太宰府市の北東にそびえる宝満山は、古来より信仰されてきた霊山です。宝満山の神(玉依姫命、神功皇后、応神天皇)を祀り、その山麓に鎮座する竈門神社は、天智天皇が大宰府を建設した際に、大宰府の鬼門(北東)にあたる宝満山で八百万神(やおよろずのかみ)を祭ったのをはじまりとすると伝えられています。
この展覧会では、平成25年(2013年)が、竈門神社のはじまりから1350年目にあたることを記念し、アジアと列島の山岳信仰の接点に位置する九州各地の霊山の信仰遺品を紹介します。

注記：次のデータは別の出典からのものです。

PR #130, opened 2020-04-18
Fix build on old Apple Clang versions

mosra:
*(I have to admit my monster [build matrix](https://magnum.graphics/build-status/) contains a bunch of outdated systems.)*

On Apple platforms, `__clang_major__` follows a different versioning scheme and version 8 is actually vanilla Clang 3.9, which made the build fail due to `__builtin_rotateleft64` not being defined. Extended the condition to check for version 11 instead if the compiler is Apple Clang. [Version mapping table on Wikipedia](https://en.wikipedia.org/wiki/Xcode#Toolchain_versions) for reference.

Also added an [.editorconfig](https://editorconfig.org) so editors implicitly know to indent with tabs plus a bunch of other good defaults.

### DIFF
--- a/.editorconfig
+++ b/.editorconfig
@@ -1,0 +1,8 @@
+# See https://editorconfig.org/ for more info
+
+[*]
+charset = utf-8
+indent_style = tab
+indent_size = 4
+trim_trailing_whitespace = true
+insert_final_newline = true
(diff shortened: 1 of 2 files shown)


zeux:
... wow. I'll learn to never trust clang major again :) (I thought of using __has_builtin, I guess I'll refactor using that at some point). Thanks!

PR #131, opened 2020-04-18
Add a dedicated option to build gltfpack

mosra:
As discussed in #129, this adds a dedicated `MESHOPT_BUILD_GLTFPACK` option.

It's off by default, and I didn't handle backwards compatibility in any way -- maybe it could make sense to make it implicitly `ON`? Except if majority of the users need only the library, then building it always would be probably unnecessary.

I also made a bunch of fixes to make `lodviewer` compile at least halfway on Linux/macOS (adding a missing include, silencing `-Werror=unused-parameter` and correctly linking to glfw also if it's found in system locations). It still fails to link due to unresolved references to GL symbols, and for that I'd need to replace the linker pragma with `find_package(OpenGL)` etc. Since you said it's an internal tool anyway, I'm not sure if that's worth the effort :) I can also drop the second commit altogether if you're not interested in these changes.


zeux:
> It's off by default, and I didn't handle backwards compatibility in any way -- maybe it could make sense to make it implicitly ON? Except if majority of the users need only the library, then building it always would be probably unnecessary.

It's probably fine to keep it off - if it's on then applications that depend on the library will automatically get gltfpack as part of the target list which is probably undesirable.

And yeah I don't think fixing lodviewer for non-Windows systems is high value...

mosra:
> if it's on then applications that depend on the library will automatically get gltfpack as part of the target list

Right, good point to keep it off then.

Discarding the lodviewer changes altogether, then?

zeux:
I merged the lodviewer changes as well since they are benign. Thanks!

mosra:
Thanks for the ultra-fast feedback! :+1:

PR #143, opened 2020-05-13
gltfpack: Added -km (keep unused materials) command line option

atteneder:


zeux:
Thanks! Just a minor question - for the use case in question, are the materials named? There was a request at some point to keep named materials in tact without merging them; it would be nice to change the behavior here later to only keep named materials and prevent merging - this doesn't have to happen as part of this change, I just want to know if it's safe to do it later.

atteneder:
In my use case the materials are named, yes. But the name isn't relevant, as there is only one material per glTF and I access simply it via index 0.
I guess keeping name materials only would work for me as well.

zeux:
Ok - I'm going to merge this as is but I'd like to rework this later to be name-based.

The motivation is as follows: as a general rule of thumb, right now gltfpack treats names as not-semantically-meaningful, but there are obvious use cases where you'd want to manipulate the objects by name externally. E.g. gltfpack by default merges equivalent materials (which is really important for some use cases), but an application that wants to go beyond just displaying the content and have a way to change materials should have a way to do so - that ideally doesn't involve maintaining indices because indices are fragile.

So it would be good to have a general behavior where:
- gltfpack by default treats various objects (nodes, materials, meshes) as having structural equivalence and is free to merge / remove / create them as applicable
- For each object type, there's a command line switch that allows to say "things that have a name are meaningful to me".

atteneder:
Yes, that makes sense.
Thanks for merging!

PR #153, opened 2020-06-16
Update gltfpack and loaders to EXT_meshopt_compression

zeux:
This reflects changes from https://github.com/KhronosGroup/glTF/pull/1830 where the extension is now EXT-prefixed, and the enums are using strings instead of integers.

meshopt_decoder.js supports both index-based and string-based filter/mode parameters for now; the loaders were updated with string-based enums, although it's easy to support both. gltfpack only supports the EXT_ extension now.

This PR will stay open for a bit; I'd like to get an indication that the names proposed in the glTF spec won't drift, so to reduce churn this will be merged once the glTF extension is closer to being merged.


zeux:
This change is now fully backwards-compatible in that the updated GLTFLoader.js will happily load MESHOPT_compression assets as well as EXT_meshopt_compression, which should make the upgrade path a bit easier.

The separate Three.JS/Babylon.JS loader modules are just for the EXT_ version however; in the future EXT_ version will be the only one supported.

zeux:
Alright I think I'm going to just merge this; there might be some churn if the glTF extension discussion goes in the direction of changing some of the names but I'd like to make some other changes to loaders/gltfpack here and it's not clear how long this can keep waiting.

PR #159, opened 2020-06-25
demo: Update to three.js r118 and start using plugins

zeux:
Instead of using demo/GLTFLoader.js we now use the plugin infrastructure
added in r118 to load files with EXT_meshopt_compression.

Since three.js is going to deprecate non-module-based examples, the
THREE extension is using `export` as well to conform to the overall style.

Unlike demo/GLTFLoader.js, this method doesn't support mesh instancing
or embedded Basis textures, but this hopefully will be added to
three.js in the future, and for now demo/GLTFLoader.js is still here.

### DIFF
--- a/demo/THREE.EXT_meshopt_compression.js
+++ b/demo/THREE.EXT_meshopt_compression.js
@@ -38,3 +38,6 @@ var EXT_meshopt_compression = (function () {
 
     return EXT_meshopt_compression;
 }());
+
+/* three.js uses JS modules exclusively since r124 */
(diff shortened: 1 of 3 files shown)


zeux:
three.js changes to watch for GLTFLoader.js to become fully obsolete:

https://github.com/mrdoob/three.js/pull/18913 EXT_mesh_gpu_instancing
https://github.com/mrdoob/three.js/pull/18490 KTX2Loader (not sufficient by itself, also needs GLTFLoader integration for mimeType)

PR #3160, opened 2026-08-14
fix(subagents): reuse one stream object in persistent_stream()

### LINKED ISSUE #3123: persistent_stream() rebuilds a fresh object every call, so the turn lock never actually serializes concurrent turns

uuzzrm:

`persistent_stream()` only cached the stream **id** in `context.dependencies` and built a brand-new `MemoryStream` on every delegation. The per-stream turn lock in `agent.py` (`_get_stream_turn_lock`) is attached to the stream *instance*, so two delegations into the same persistent sub-agent ended up with two different stream objects and two independent locks. The serialization that lock exists for never actually applied to the one case it was written for — concurrent turns on a shared, stateful sub-agent could overlap and cross-register subscribers (duplicate tool execution, racing `set_result` calls, orphaned `tool_use` records).

The fix caches the `MemoryStream` object itself instead of just its id, so every delegation in the same context reuses one instance (`dict.setdefault` keeps concurrent first delegations consistent — the first object stored wins and both callers get it). Same id, same identity, same lock.

## Related issue number

Closes #3123

## Checks

## AI assistance

Used AI tooling to help draft the patch and the tests. I traced the failure mode through `agent.py` and `run_task.py` myself, verified the repro from the issue flips to the expected behavior, and ran `test/tools/test_persistent_stream.py` (10 passed), `test/tools/test_task.py` (51 passed) and ruff locally before pushing.

### DIFF
--- a/.github/workflows/pr-checks.yml
+++ b/.github/workflows/pr-checks.yml
@@ -70,7 +70,7 @@ jobs:
       - uses: actions/checkout@3d3c42e5aac5ba805825da76410c181273ba90b1 # v7.0.1
         with:
           persist-credentials: false
-      - uses: dorny/paths-filter@7b450fff21473bca461d4b92ce414b9d0420d706 # v4.0.2
+      - uses: dorny/paths-filter@ceb8a2b8f2d89434be7ff52d3de7ec3738c5cc9d # v4.0.3
         id: filter
         with:
           filters: |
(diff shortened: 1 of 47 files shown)


vvlrff (approved):

vvlrff:
@marklysze @Lancetnik Please review this implementation; I’ve made some changes and would like your approval.

uuzzrm:
Thanks for taking this further - the stream-ID serialization approach is cleaner than my original object-reuse version, and it closes the turn-lock gap properly. The updated tests cover the concurrent-asks case well. Happy with this direction.

Lancetnik (approved):

PR #3161, opened 2026-08-15
fix: usage accounting sources

vvlrff:

Three consumers of token accounting read three different events, and only one of them was right. This makes all three read `UsageEvent` — the framework's accounting record, emitted at the point tokens are spent by every unit of billable work (main-loop call, sub-task rollup, history compaction, memory aggregation, live session).

Measured on a coordinator delegating one sub-task, asserted end-to-end in `test/eval/sources/test_trace_fidelity.py::test_delegated_spend_survives_the_span_round_trip`:

```
actually spent (coordinator 110 + worker 990) : 1100
eval reported before                          :  110
eval reports now                              : 1100
```

`UsageReport` (`agent.usage()`) already read `UsageEvent` and was correct. The other two were not:

| Consumer | Read before | What that missed |
|---|---|---|
| `TokenMonitor` | `ModelResponse` + `TaskCompleted` | A sub-task that billed and *then* failed moved the guard by **0** instead of 110 — only `TaskCompleted` carries usage. Repeated delegations on a stream reused via `persistent_stream()` read **660 instead of 330**, because `TaskCompleted.usage` is a cumulative snapshot and the guard accumulates with `+=`. Compaction, aggregation and live sessions produce no `ModelResponse` at all, so they were never counted. |
| `Trace.tokens` (eval) | `ModelResponse` off reconstructed spans | Delegated spend never becomes an LLM span in the parent's trace, and maintenance calls run outside the middleware hooks so they can never produce one. |

Both failures are the same mistake: reading a field that answers *"what has this stream spent so far?"* to answer *"what did this step just spend?"*, or reading an artifact that accompanies *most* billable work instead of the record that accompanies *all* of it.

Fixing eval needed two halves, because neither means anything alone: the accounting event has to reach the span tree in the first place (the eval runner grades a trace reconstructed from spans, not the event stream), and then be counted. Changing only the counting reports **zero** on every ingestion path.

The rule the three consumers drifted from is now recorded in `docs/adr/0014-token-accounting-reads-usageevent.md`: **anything that accumulates tokens reads `UsageEvent`; snapshot fields (`AgentReply.usage`, `TaskResult.usage`, `TaskCompleted.usage`) are for direct inspection by a holder of that one object and must never be summed.** It previously lived in one dataclass docstring, which is why three consumers drifted apart.

### What changed

- **`TokenMonitor`** watches `UsageEvent` instead of `ModelResponse | TaskCompleted`. All three defects above close together — with **no new field on `TaskFailed` and no change to `run_task`**, because the rollup was already emitted on both the success and the failure path, before the terminal lifecycle event.
- **`TelemetryMiddleware`** subscribes to `UsageEvent` and records each one as its own `record_usage <kind>` span. This is the only route by which delegated and maintenance spend reaches a trace at all.
- **The AG2 span convention** reads those spans back into `UsageEvent`. Foreign dialects (OpenInference) *synthesize* one from their LLM-span usage, since they have no accounting event of their own — without that, third-party instrumentor traces would report zero for people who changed nothing.
- **`Trace.tokens`** aggregates through `UsageReport`, so eval and `agent.usage()` report the same number by construction rather than by coincidence.
- **Results schema `0.1` → `0.2`**, and a run loaded from disk keeps the version it was written with.

### Public API

No signatures were removed or changed incompatibly. Additive:

| Symbol | Change |
|---|---|
| `ag2.eval.AG2GenAIConvention` | new keyword `synthesize_usage_from_llm_spans: bool = False` — back-compat switch for traces captured before AG2 recorded usage spans |
| `RunResult` | new keyword `schema_version: str = "0.2"`; `RunResult.schema_version` now returns the version the run was **written** with rather than a constant |
| `ag2._telemetry_consts` | new `SPAN_TYPE_USAGE`, `ATTR_USAGE_KIND`, `ATTR_USAGE_LABEL`, `ATTR_USAGE_TOTAL` |

Behaviour changes on existing API: `TokenMonitor` counts work it previously missed and stops double-counting reused task streams (so its total goes **up** for failed delegations, compaction, aggregation and live sessions, and **down** for repeated delegations on a `persistent_stream()`), `Trace.tokens` changes source and no longer consults `ModelResponse`, `TelemetryMiddleware` emits an additional span kind.

The new span, for anyone consuming traces in a backend:

```
name        record_usage <kind>          # e.g. "record_usage subtask"
ag2.span.type          = "usage"
ag2.usage.kind         = "model_call" | "subtask" | "compaction" | "aggregation"
ag2.usage.label        = attribution, e.g. the worker's name on a subtask rollup
ag2.usage.total_tokens = provider-reported total (gen_ai semconv has no key for it)
gen_ai.usage.*         = the token counts themselves
```

### What callers need to do

Nothing — there is no new API to call. What changes is what you see:

- **Reported token counts change**, mostly upward, because previously-invisible work is now counted. A per-task budget that silently passed may now correctly report a violation. If you delegate repeatedly to a worker on a `persistent_stream()`, your guard's total goes *down* — it was inflated before.
- **Archived `0.1` runs are not comparable to `0.2` runs** and are not migrated — the events needed to recompute them are not in the results file. `diff` a `0.1` baseline against a `0.2` run on scores, not on tokens. Check `result.schema_version` to tell which accounting produced a stored run.

The failed-delegation case that was silently free before:

```python
monitor = TokenMonitor(warn_threshold=100, alert_threshold=500)
coordinator = Agent("coordinator", observers=[monitor], tools=[worker.as_tool(...)])

# the worker makes one billable call (110 tokens), then a tool raises and it dies
await coordinator.ask("delegate something that bills, then fails")

# before: monitor.total_tokens == 0, no alert — the spend was invisible
# now:    the 110 is counted and a WARNING fires
```

Docs updated: `evaluation/persistence.mdx` (schema `0.2` + a warning explaining why numbers rise), `evaluation/runs.mdx`, `advanced/observers.mdx`.

### Where the risk is, for review

Three places do something non-obvious on purpose, each commented at the site and in the ADR:

1. **`telemetry.py` — the usage watcher outlives the turn, but not the run.** Middleware that reports usage does so *after* its own `call_next` (compaction summarises the finished turn), and agent-level middleware wraps middleware passed to `ask` — which is how the eval runner installs telemetry. Scoping the subscription to the turn dropped exactly the maintenance spend it exists to capture. Exactly-once comes from *replacing* the per-stream watcher, and the run boundary comes from holding the middleware instance weakly, so an uninstrumented `ask` reusing the stream afterwards records nothing.
2. **`_spans.py` — rollup dedupe matches on usage value, not name.** A span tree flattens every instrumented agent into one trace, so an instrumented worker's own accounting *and* the parent's rollup are both present. `gen_ai.agent.name` is optional and defaults to `"unknown"` while the rollup's label is the real agent name, so the two cannot be compared. Known bound: two workers with identical spend, one instrumented and one not, could cancel the wrong rollup; each entry cancels at most one rollup.
3. **`token_monitor.py` — a reported total below prompt+completion is not believed.** Summed usage adds `total_tokens` field-wise, so one call from a provider that omits it drags the sum under its own parts.

Also deliberate: the AG2 convention **never** synthesizes usage from LLM spans when the trace has usage spans — a main-loop call produces both, and reading both would double every direct call.

### Out of scope

`ag2/network/task_mirror.py` still forwards state/result/error only, so a mirrored sub-task's rollup does not cross the network boundary. Pre-existing; recorded as a consequence in ADR 0014.

## Related issue number

None. Follow-on from #3106 / #3097, which fixed the sub-task rollup itself; these are the three consumers that were reading the wrong event.

## Checks

## AI assistance


marklysze (approved):
Thanks @vvlrff!

PR #3171, opened 2026-08-16
fix: Remove unnecessary Gemini backward compatibility in test

Ricardo-M-L:
Fix: Remove unnecessary Gemini backward compatibility in test

### DIFF
--- a/autogen/beta/config/anthropic/anthropic_client.py
+++ b/autogen/beta/config/anthropic/anthropic_client.py
@@ -32,7 +32,7 @@ from autogen.beta.events import (
 from autogen.beta.response import ResponseProto
 from autogen.beta.tools.schemas import ToolSchema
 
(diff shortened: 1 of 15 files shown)


marklysze:
@Ricardo-M-L thanks for the PR, can you please apply the PR template.

vvlrff:
Hi @Ricardo-M-L — this looks like a duplicate of #2517 (same `fix/beta-anthropic-token-usage`
branch, same three commits), which was merged on 2026-03-30.

Everything here is already on main: `normalize_usage` now exists across all eight provider
mappers, `cached_content` is in `GeminiConfig`, and the cache-token span attributes plus the
docs rows landed with that PR. The package has also moved `autogen/` → `ag2/` and `usage` is
now a typed `Usage` object, which is why the branch shows as conflicting.

Closing as already-merged.

PR #3172, opened 2026-08-16
fix: Doc image fixes

Ricardo-M-L:
Fix: Doc image fixes


marklysze:
@Ricardo-M-L thanks for the PR! Can you please apply the PR template

vvlrff:
Hi @Ricardo-M-L, thanks for the PR — but both fixes have already landed upstream independently.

本展が、アジアとの交流も背景としつつ、神道、仏教、民間信仰などが複雑に結び付きながら発展してきた山岳信仰の歴史を振り返り、現代と未来における山と人との関係のあり方を考える機会となれば幸いです。
展示目録:
*展示目録の第一章が九州国立博物館会場展示作品、第二・三章が太宰府天満宮宝物殿会場展示作品です。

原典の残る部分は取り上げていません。